- [INSTRUCTIONS FOR THE TASK]: The line holding "feat: support self-hosted" and every line after it through the end of the entries below: retype these exactly and nothing more.

- [INPUT RECORDS]:
PR #306, opened 2026-07-13
feat: support self-hosted custom chains (quote-only)

brunoguerios:
Adds support for running Fynd against a custom EVM chain served by a self-hosted Tycho, plus
docs for pointing Fynd at a self-hosted Tycho on built-in chains.

## What
- **Deps:** bump Tycho (simulation/execution/client/common) 0.331.0 → 0.334.0 for the
  custom-chain registry APIs.
- **Chain resolution:** `parse_chain` now resolves custom chains via the `TYCHO_CHAINS_CONFIG`
  registry, installed explicitly with a new `--chains-config` flag (also on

- [TASK OUTPUT]:
feat: support self-hosted custom chains (quote-only)

brunoguerios:
Adds support for running Fynd against a custom EVM chain served by a self-hosted Tycho, plus
docs for pointing Fynd at a self-hosted Tycho on built-in chains.

## What
- **Deps:** bump Tycho (simulation/execution/client/common) 0.331.0 → 0.334.0 for the
  custom-chain registry APIs.
- **Chain resolution:** `parse_chain` now resolves custom chains via the `TYCHO_CHAINS_CONFIG`
  registry, installed explicitly with a new `--chains-config` flag (also on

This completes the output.